What is being asked: Find every line of the records that has "requested" and return it.

┏━━

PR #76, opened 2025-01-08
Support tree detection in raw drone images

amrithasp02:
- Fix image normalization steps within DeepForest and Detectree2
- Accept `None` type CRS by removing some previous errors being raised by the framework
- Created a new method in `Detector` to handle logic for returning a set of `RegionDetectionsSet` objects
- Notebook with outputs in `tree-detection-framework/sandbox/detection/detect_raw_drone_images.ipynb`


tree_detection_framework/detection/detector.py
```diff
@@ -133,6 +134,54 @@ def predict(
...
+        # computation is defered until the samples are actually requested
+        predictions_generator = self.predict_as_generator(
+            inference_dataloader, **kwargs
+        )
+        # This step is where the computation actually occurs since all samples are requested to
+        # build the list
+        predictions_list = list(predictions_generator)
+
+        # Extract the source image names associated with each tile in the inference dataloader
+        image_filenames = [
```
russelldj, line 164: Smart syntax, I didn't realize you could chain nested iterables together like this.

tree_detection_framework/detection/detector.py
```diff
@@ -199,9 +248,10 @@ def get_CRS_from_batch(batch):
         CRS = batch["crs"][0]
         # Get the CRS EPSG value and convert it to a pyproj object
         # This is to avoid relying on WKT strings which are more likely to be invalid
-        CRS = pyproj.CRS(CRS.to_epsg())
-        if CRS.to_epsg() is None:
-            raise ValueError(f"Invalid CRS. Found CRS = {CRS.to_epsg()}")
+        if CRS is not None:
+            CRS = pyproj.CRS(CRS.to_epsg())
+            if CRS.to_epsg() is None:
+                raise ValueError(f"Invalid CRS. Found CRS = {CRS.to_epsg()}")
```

┗━━

Response below:
+        # computation is defered until the samples are actually requested
+        # This step is where the computation actually occurs since all samples are requested to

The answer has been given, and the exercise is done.